Selasa 19 Dec 2017 13:55 WIB

Pekerja Pabrik Garmen Ketakutan Saat Hamil, Ini Alasannya

Rep: Zahrotul Oktaviani/ Red: Nur Aini
Konferensi pers launching hasil penelitian Perempuan Mahardhika tentang Tempat Kerja (Pabrik) Belum Menjadi Ruang Aman Bagi Buruh Hamil di Gedung LBH, Jakarta (19/12). Riset dilakukan di dalam KBN Cakung, Jakarta Utara.
Foto: Republika/Zahrotul Oktaviani
Konferensi pers launching hasil penelitian Perempuan Mahardhika tentang Tempat Kerja (Pabrik) Belum Menjadi Ruang Aman Bagi Buruh Hamil di Gedung LBH, Jakarta (19/12). Riset dilakukan di dalam KBN Cakung, Jakarta Utara.

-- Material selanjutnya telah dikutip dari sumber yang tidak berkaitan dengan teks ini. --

PR #422, opened 2015-03-27
Enable tests

suhasj:
/cc @HaoK @divega 

Enabling disabled tests after fix in EF. I have verified that this passes in release and dev branches


suhasj:
not for beta4

HaoK:
Did you do this for dev?

suhasj:
yeah just the dev branch

PR #997, opened 2026-03-12
kernel: mm/vm: multiple cleanups and improvements

00xc:
This PR introduces two main improvements: 

#### 1. Removing the `Mapping` struct from the `VMR` code

The `Mapping` type is a wrapper of a `RWLock`, itself wrapping a boxed, dynamically dispatched `VirtualMapping` object. When a `Mapping` is inserted into a `VMR`, it is itself wrapped into an `Arc`, to keep track of its reference count. This introduces a double heap indirection that is simply not necessary.

There are no mutable users of `VirtualMapping` objects, and the trait requires `Sync`, so the `RWLock` is unnecessary overhead, and it can be removed. In the future, mappings that require mutation to service a `VirtualMapping` call should implement their own internal synchronization mechanism. This allows immutable `VirtualMapping` objects to have no synchronization overhead.

Moreover, `Arc` supports dyn-dispatch, so we can remove the `Box` as well. This leaves us with just an `Arc<dyn VirtualMapping>`. I left an alias of `Mapping = Arc<dyn VirtualMapping>` to reduce the diff size.

#### 2. Enforcing `VMR_GRANULE` size in `VMR::new()`

The `VMR` type expects to manage a section of the virtual address space aligned to `VMR_GRANULE`, and with the size being a multiple of `VMR_GRANULE`, although it does not make any checks in this regard. 

The task memory management code misuses `VMR` by creating `VMR`s with only subregions of the task address space, in order to keep a non-overlapping virtual address space across CPUs. Fix this by creating the `VMR` with the full task address space, and then inserting `VMReserved` mappings to prevent allocating addresses outside the intended subregion. Enforce this in `VMR::new()` to prevent future invalid uses.

### DIFF
--- a/kernel/src/cpu/percpu.rs
+++ b/kernel/src/cpu/percpu.rs
@@ -1161,7 +1161,8 @@ impl PerCpu {
     }
 
     pub fn handle_pf(&self, vaddr: VirtAddr, write: bool) -> Result<(), SvsmError> {
-        self.vm_range.handle_page_fault(vaddr, write)
+        let mut pgtable = self.get_pgtable();
+        self.vm_range.handle_page_fault(&mut pgtable, vaddr, write)
     }
 
     pub fn schedule_init(&self) -> TaskPointer {
--- a/kernel/src/cpu/percpu.rs
+++ b/kernel/src/cpu/percpu.rs
@@ -762,13 +762,23 @@ impl PerCpu {
     }
 
     fn initialize_vm_ranges(&self) -> Result<(), SvsmError> {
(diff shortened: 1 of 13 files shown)


joergroedel (commented):
For some reason this breaks user-mode:

```
[SVSM] ERROR: Unexpected user-mode page-fault at RIP 0x0000000000010210 CR2: 0x0000000000010210 error code: 0x0000000000000014 - Terminating task
```

Otherwise I think the changes make sense. There is no real reason to keep the generic lock at the `Mapping` level. Mappings which need locks can implement them internally (or already do).

joergroedel (approved):
Testing passes now.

REPUBLIKA.CO.ID, JAKARTA -- Komite Nasional Perempuan Mahardhika menemukan separuh dari pekerja garmen perempuan ketakutan untuk hamil. Hal itu berdasarkan riset tentang kekerasan berbasis gender yang dilakukan di KBN Cakung, Jakarta Utara dari bulan Agustus 2017 selama empat bulan.

Koordinator Program Penelitian Perempuan Mahardhika Vivi Widyawati menyatakan sebanyak 80 persen tenaga kerja industri garmen adalah perempuan. Dari total 773 responden, sebanyak 118 buruh perempuan pernah dan sedang hamil dalam kurun waktu 2015 hingga 2017.

"Penelitian ini melibatkan 118 buruh garmen perempuan dengan spesifikasi 25 orang sedang hamil, 13 diantaranya berstatus kerja kontrak, dan 93 orang sisanya pernah hamil di tahun 2015 hingga 2017 di KBN Cakung," ujar Vivi di Gedung LBH, Jalan Pangeran Diponegoro, Menteng, Jakarta, Selasa (19/12).

Dari 118 responden tersebut sebanyak 50 persen atau 59 koresponden menyatakan kecemasannya atau rasa takutnya ketika mereka sadar sedang dalam kondisi hamil. Jumlah koresponden yang sama mereka menyatakan takut akan keguguran. Ada tiga hal yang menjadi penyebab tempat kerja atau pabrik belum bisa dikatakan aman bagi buruh wanita yang sedang hamil, di antaranya takut penghasilan berkurang, takut kehilangan pekerjaan, dan takut akan keguguran.